Task goal: Sort through the listing below and keep each line with the word "something". Copy those.

********************

PR #22, opened 2020-07-10
Create Match and Participant Datastore classes

jzwang8:
Helpful definitions:
- Key = unique Key used to identify specific entities in the datastore
- ID = unique number (type long) that corresponds to a Key 
- Kind = type of entity (either Match or Participant)
- Property = fields for an entity (duration, endTimeAvailable, firstParticipantKey, etc.)

Changes from my last PR:
- Created MatchDatastore and ParticipantDatastore to separate direct Datastore access from servlets and matching
- Use unique key ID for each Match and each Participant for identification purposes
- 1 Participant = 1 person, even if they participate multiple different times (used to have multiple participants corresponding to 1 person with same username)
- Every match is stored in the datastore, never deleted. All participants are stored in the datastore, never deleted (If they're not currently unmatched, then their availability fields are nulled out. When we incorporate additional fields for the MVP, these can be nulled out or saved depending on user preference.)
- A Participant has a reference to their current match. If no match has been found yet, reference is null. If match has been found AND not "returned" (will eventually be changed to "notified" once we incorporate notifications), reference is the match Key in the datastore.
- FindMatchQueryTest tests datastore functionality now since FindMatchQuery uses datastore.

Questions for future development:
- Any tests I can add?
- I have a lot of methods in ParticipantDatastore. Do you see any way I can make them clearer, reduce any, etc.?
- I had trouble defining what should be done in FindMatchQuery vs in AddParticipantServlet. Any suggestions or feedback?


backend/src/main/java/com/google/sps/FindMatchQuery.java
```diff
@@ -36,23 +37,29 @@ public FindMatchQuery(Clock clock) {
   }
 
   /**
-   * Find match of new participant or add to list of participants, return whether or not match was
-   * found right after being added
+   * Find and return match of new participant with unmatched participants by comparing duration and
+   * availibility or return null if no match yet
    */
-  public Match findMatch(List<Participant> participants, Participant newParticipant) {
+  public Match findMatch(ParticipantDatastore participantDatastore, Participant newParticipant) {
```
kmh287, line 43: WDYT about making ParticipantDatastore a constructor parameter and using it as a field instead of a method arg?

backend/src/main/java/com/google/sps/FindMatchQuery.java
```diff
@@ -36,23 +37,29 @@ public FindMatchQuery(Clock clock) {
...
+    // Get list of unmatched participants in datastore
+    List<Participant> unmatchedParticipants = participantDatastore.getUnmatchedParticipants();
+
+    // Add newParticipant to datastore
+    participantDatastore.addParticipant(newParticipant);
```
kmh287, line 48: This seems like an unexpected side effect of this method. Could it be pushed up to the callers? Should a participant who is matched by this algorithm be inserted into the datastore at all?

backend/src/main/java/com/google/sps/data/Match.java
```diff
@@ -1,34 +1,27 @@
...
+  /** Match datastore key ID */
   private final long id;
-  /** First participant */
-  private final Participant firstParticipant;
-  /** Second participant */
-  private final Participant secondParticipant;
+  /** First participant datastore key */
+  private final Key firstParticipantKey;
+  /** Second participant datastore key */
+  private final Key secondParticipantKey;
```
kmh287, line 13: This change breaks the abstraction of the new *store classes. Ideally those classes entirely encapsulate interactions with appengine.api.datastore and so passing datastore keys around in these model classes ties them to a specific datastore implementation. With perfect encapsulation, one could refactor the *store classes within this PR to use something other than appengine.api.datastore for storage without affecting any other code.

backend/src/main/java/com/google/sps/datastore/MatchDatastore.java
```diff
@@ -0,0 +1,70 @@
...
+import com.google.appengine.api.datastore.Entity;
+import com.google.appengine.api.datastore.EntityNotFoundException;
+import com.google.appengine.api.datastore.Key;
+import com.google.appengine.api.datastore.KeyFactory;
+import com.google.sps.data.Match;
+
+public final class MatchDatastore {
+
+  /** Datastore */
+  private DatastoreService datastore;
```
kmh287, line 13: nit: Instance fields should always appear after static fields

backend/src/main/java/com/google/sps/datastore/MatchDatastore.java
```diff
@@ -0,0 +1,70 @@
...
+    // Return matchKey
+    return matchEntity.getKey();
+  }
+
+  /** Return match based on match datastore key */
+  public Match getMatchFromKey(Key matchKey) {
+    // No match
+    if (matchKey == null) {
+      return null;
+    }
```
kmh287, line 48: Good opportunity here to start introducing nullability annotations to our java code.
https://mvnrepository.com/artifact/com.google.code.findbugs/jsr305/3.0.2

You can mark fields, parameters, and method return types as Nullable or NotNull using annotations. The compiler doesn't enforce these, but linters and other analysis tools can add warnings to code for example that passes null as an argument to a method where the parameter is marked as @NonNull. 

The annotations also help define the contract for your method. I would argue here that requesting something from a datastore using a null key is something the caller should guard against, not the datastore. I recommend adding a @NonNull annotation to the parameter and a @Nullable annotation to the method.

backend/src/main/java/com/google/sps/FindMatchQuery.java
jzwang8: Done. Also changed in tests and still passes.

backend/src/main/java/com/google/sps/FindMatchQuery.java
jzwang8: Moved it to AddParticipantServlet. I put it into the match method for the tests but I found an easy way to test still.

backend/src/main/java/com/google/sps/data/Match.java
jzwang8: The problem I ran into is that a Participant is an invalid property type (only types like int, long, Key, etc. can be stored). An alternative is to have a Match consist of actual Participants, but only store the Participant Keys in the datastore. Then MatchDatastore would depend on ParticipantDatastore to switch between Match objects and Match entities. Do you think that would be better?

backend/src/main/java/com/google/sps/datastore/MatchDatastore.java
jzwang8: Added @Nullable annotations to methods that return null. For the part you pointed out above, I realized I did check if it was null in the caller, so I removed the null check.

backend/src/main/java/com/google/sps/data/Match.java
kmh287: I like the idea of pulling Participant out of this class. Match and Participant are two separate models that are stored separately. While Match has to reference the matched participants, its model doesn't necessarily need to contain the full Participant object. 

This is where you would introduce String keys or long IDs for your Participants that aren't tied to the storage implementation. User emails make sense as keys to me.

backend/src/main/java/com/google/sps/FindMatchQuery.java
jzwang8: Also, I changed it so that all participants, once inserted into the datastore, stay forever. Their inputs are just nulled out if a match has been found or their time is up.

backend/src/main/java/com/google/sps/FindMatchQuery.java
```diff
@@ -16,43 +16,55 @@
...
+  public Match findMatch(Participant newParticipant) {
+    // Get list of unmatched participants in datastore
+    List<Participant> unmatchedParticipants = participantDatastore.getUnmatchedParticipants();
+
+    // Add newParticipant to datastore
+    participantDatastore.addParticipant(newParticipant);
+
     // Set reference date time using clock
     ZonedDateTime dateTime = ZonedDateTime.now(clock);
-    System.out.println(dateTime);
```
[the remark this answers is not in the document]
kmh287: +1. I'd encourage replacing println statements with calls to a logger.

backend/src/main/java/com/google/sps/FindMatchQuery.java
```diff
@@ -16,43 +16,55 @@
...
 
+    // Compare new participant preferences with other participants with similar duration to find
+    // match
+    for (Participant currParticipant : unmatchedParticipants) {
       // Check if participants are looking for similar meeting duration
       int newDuration = newParticipant.getDuration();
       int currDuration = currParticipant.getDuration();
       boolean compatibleDuration = Math.abs(newDuration - currDuration) <= MAX_DURATION_DIFF;
 
       if (!compatibleDuration) {
```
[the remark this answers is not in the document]
kmh287: either way is fine by the style guide. I like to pull out variables like this especially when doing so helps the if condition fit on a single line

backend/src/main/java/com/google/sps/data/Match.java
jzwang8: I changed Key references to be String usernames for each Match, and for each participant, the match reference is now just the long id.

backend/src/main/java/com/google/sps/FindMatchQuery.java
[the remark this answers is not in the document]
jzwang8: Got it. Thanks, will add in next PR.

backend/src/main/java/com/google/sps/FindMatchQuery.java
```diff
@@ -16,43 +16,54 @@
...
-  public FindMatchQuery(Clock clock) {
+  public FindMatchQuery(Clock clock, ParticipantDatastore participantDatastore) {
     this.clock = clock;
+    this.participantDatastore = participantDatastore;
   }
 
   /**
-   * Find match of new participant or add to list of participants, return whether or not match was
-   * found right after being added
+   * Find and return match of new participant with unmatched participants by comparing duration and
```
kmh287, line 44: @return "Match of new participant....

backend/src/main/java/com/google/sps/FindMatchQuery.java
```diff
@@ -16,43 +16,54 @@
...
 
   /** Maximum difference in duration to be compatible */
   private static int MAX_DURATION_DIFF = 15;
-  /** extra padding time to ensure large enough meeting time block */
+  /** Extra padding time to ensure large enough meeting time block */
   private static int PADDING_TIME = 15;
   /** Reference clock */
   private Clock clock;
+  /** Datastore of Participants */
+  private ParticipantDatastore participantDatastore;
```
kmh287, line 35: these can both be marked as final

backend/src/main/java/com/google/sps/FindMatchQuery.java
```diff
@@ -16,43 +16,54 @@
...
 
-/** Class used to find a match in a list of Participants with the most recently added Participant */
+/** Class used to find a match for new Participant with unmatched Participants in datastore */
 public final class FindMatchQuery {
 
   /** Maximum difference in duration to be compatible */
   private static int MAX_DURATION_DIFF = 15;
-  /** extra padding time to ensure large enough meeting time block */
+  /** Extra padding time to ensure large enough meeting time block */
   private static int PADDING_TIME = 15;
```
kmh287, line 31: final

backend/src/main/java/com/google/sps/data/Participant.java
```diff
@@ -3,46 +3,41 @@
...
 
   /** Initialize constructor fields */
   public Participant(
-      long id,
       String username,
       ZonedDateTime startTimeAvailable,
       ZonedDateTime endTimeAvailable,
       int duration,
+      long currentMatchId,
       long timestamp) {
```
kmh287, line 29: Once a Participant has a match, should they be removed from the system? If so, why add a field for currentMatchId?

backend/src/main/java/com/google/sps/datastore/MatchDatastore.java
```diff
@@ -0,0 +1,94 @@
...
+
+  // Datastore Key/Property constants
+  private static final String KIND_MATCH = "Match";
+  private static final String PROPERTY_FIRSTPARTICIPANTUSERNAME = "firstParticipantUsername";
+  private static final String PROPERTY_SECONDPARTICIPANTUSERNAME = "secondParticipantUsername";
+  private static final String PROPERTY_DURATION = "duration";
+  private static final String PROPERTY_TIMESTAMP = "timestamp";
+
+  /** Datastore */
+  private DatastoreService datastore;
```
kmh287, line 23: final

backend/src/main/java/com/google/sps/datastore/MatchDatastore.java
```diff
@@ -0,0 +1,94 @@
...
+    Key matchKey = KeyFactory.createKey(KIND_MATCH, matchId);
+    try {
+      return getMatchFromEntity(datastore.get(matchKey));
+    } catch (EntityNotFoundException e) {
+      return null;
+    }
+  }
+
+  /** Return Match from Entity */
+  public Match getMatchFromEntity(Entity matchEntity) {
```
kmh287, line 59: private? Making this public exposes the use of appengine datastore through the Entity parameter

backend/src/main/java/com/google/sps/datastore/MatchDatastore.java
```diff
@@ -0,0 +1,94 @@
...
+    String secondParticipantUsername =
+        (String) matchEntity.getProperty(PROPERTY_SECONDPARTICIPANTUSERNAME);
+    int duration = ((Long) matchEntity.getProperty(PROPERTY_DURATION)).intValue();
+    long timestamp = (long) matchEntity.getProperty(PROPERTY_TIMESTAMP);
+
+    return new Match(id, firstParticipantUsername, secondParticipantUsername, duration, timestamp);
+  }
+
+  /** Remove Match from datastore */
+  public void removeMatch(Match match) {
```
kmh287, line 72: Looks like this only needs the ID

backend/src/main/java/com/google/sps/data/Participant.java
jzwang8: Once a Participant has a match, their availability fields and currentMatchId are nulled out, but they still remain in the datastore. We decided not to remove participants from the datastore since participants have the option to save their preferences. If they choose to save their preferences, their availability and matchId will be nulled out each time their match is successfully returned to them, but their other personal preferences (role, PA, interests) will be saved. If they choose NOT to save their preferences, we still keep them in the datastore as a participant but null out ALL fields. (Right now, the only fields are time availability and matchId).

backend/src/main/java/com/google/sps/datastore/ParticipantDatastore.java
```diff
@@ -0,0 +1,150 @@
...
+      return datastore.get(participantKey);
+    } catch (EntityNotFoundException e) {
+      // TODO: what error to send
+      return null;
+    }
+  }
+
+  /** Update Participant with new matchId, null out availability to show currently matched */
+  public void updateNewMatch(String username, long matchId) {
+    Entity participantEntity = getEntityFromUsername(username);
```
dhruvi618, line 73: Since `getEntityFromUsername` can return null on an EntityNotFoundException, what do you think about adding a null check here?

backend/src/main/java/com/google/sps/datastore/ParticipantDatastore.java
```diff
@@ -0,0 +1,150 @@
...
+    participantEntity.setProperty(PROPERTY_DURATION, 0);
+
+    // Overwrite existing entity in datastore
+    datastore.put(participantEntity);
+  }
+
+  /** Return Participant from username */
+  @Nullable
+  public Participant getParticipantFromUsername(String username) {
+    return getParticipantFromEntity(getEntityFromUsername(username));
```
dhruvi618, line 89: Similar comment here about potentially adding a null check. In the case where this does return null, will the algorithm still behave expectedly? Maybe adding a test for this case might be helpful, what do you think?

backend/src/main/java/com/google/sps/datastore/MatchDatastore.java
```diff
@@ -0,0 +1,94 @@
...
+    long timestamp = (long) matchEntity.getProperty(PROPERTY_TIMESTAMP);
+
+    return new Match(id, firstParticipantUsername, secondParticipantUsername, duration, timestamp);
+  }
+
+  /** Remove Match from datastore */
+  public void removeMatch(long matchId) {
+    Key matchKey = KeyFactory.createKey(KIND_MATCH, matchId);
+    datastore.delete(matchKey);
+  }
```
dhruvi618, line 75: When will this `removeMatch` method be called (does this happen when both participants have been notified)? If so, would we also need to null out the matchID fields of both participants in the participant datastore?

backend/src/main/java/com/google/sps/datastore/MatchDatastore.java
```diff
@@ -0,0 +1,94 @@
...
+
+  /** Return String representation of matches */
+  public String toString() {
```
dhruvi618, line 78: I'm not sure where we planning to use this (logging purposes or to send info to notifications part), but if we are planning to use this for notification, I feel like it might be helpful to use a comma delimiter for easy parsing on the receiver's end of the string? If this will only be used logging purposes then I think this is an intuitive way to format the string!

backend/src/main/java/com/google/sps/datastore/ParticipantDatastore.java
```diff
@@ -0,0 +1,150 @@
...
+      participants.add(getParticipantFromEntity(entity));
+    }
+    return participants;
+  }
+
+  /** Remove Participant from datastore */
+  public void removeParticipant(String username) {
+    Key participantKey = KeyFactory.createKey(KIND_PARTICIPANT, username);
+    datastore.delete(participantKey);
+  }
```
dhruvi618, line 131: Since we are moving away from deleting participants and rather nulling out time/availability fields, will this method still need to be included?

backend/src/main/java/com/google/sps/data/Participant.java
kmh287: This sounds to me like a conflation of two data models that could be separated out in your datastore. One is a `User` model that stores any preferences the user opted to save and the other is a `Participant` model which represents a user actively looking for a match. Otherwise you risk Participant becoming like a Union class where it either represents someone looking for a match (fields not null) or just stored user information (nulled out match fields). WDYT?

backend/src/main/java/com/google/sps/servlets/AddParticipantServlet.java
```diff
@@ -43,17 +37,6 @@
...
-  private static final String PROPERTY_USERNAME = "username";
-  private static final String PROPERTY_STARTTIMEAVAILABLE = "startTimeAvailable";
-  private static final String PROPERTY_ENDTIMEAVAILABLE = "endTimeAvailable";
-  private static final String PROPERTY_DURATION = "duration";
-  private static final String PROPERTY_TIMESTAMP = "timestamp";
-  private static final String PROPERTY_FIRSTPARTICIPANT = "firstParticipant";
-  private static final String PROPERTY_SECONDPARTICIPANT = "secondParticipant";
-
   @Override
   public void doPost(HttpServletRequest request, HttpServletResponse response) throws IOException {
```
dhruvi618, line 41: I was wondering what your thoughts were on separating the functionality of the add-participant servlet? From my read of this method I see both it posting a participant to participant datastore and searching for an immediate match. I know we talked about this earlier when the datastores and matching algorithm were structured a little differently, but I was wondering whether or not there's still a benefit to trying to find an immediate match

backend/src/main/java/com/google/sps/datastore/MatchDatastore.java
```diff
@@ -40,41 +41,39 @@ public long addMatch(Match match) {
...
 
-  /** Return match based on match datastore key id */
-  @Nullable
-  public Match getMatchFromId(long matchId) {
-    Key matchKey = KeyFactory.createKey(KIND_MATCH, matchId);
-    try {
-      return getMatchFromEntity(datastore.get(matchKey));
-    } catch (EntityNotFoundException e) {
+  /** Return Match from entity, or null if entity is null */
+  private Match getMatchFromEntity(Entity entity) {
```
kmh287, line 49: tiny nit: I like having a method like this to convert from the datastore entity to the Plain Old Java Object (POJO) representation. Can it be static?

********************

The completed task:
kmh287, line 13: This change breaks the abstraction of the new *store classes. Ideally those classes entirely encapsulate interactions with appengine.api.datastore and so passing datastore keys around in these model classes ties them to a specific datastore implementation. With perfect encapsulation, one could refactor the *store classes within this PR to use something other than appengine.api.datastore for storage without affecting any other code.
The annotations also help define the contract for your method. I would argue here that requesting something from a datastore using a null key is something the caller should guard against, not the datastore. I recommend adding a @NonNull annotation to the parameter and a @Nullable annotation to the method.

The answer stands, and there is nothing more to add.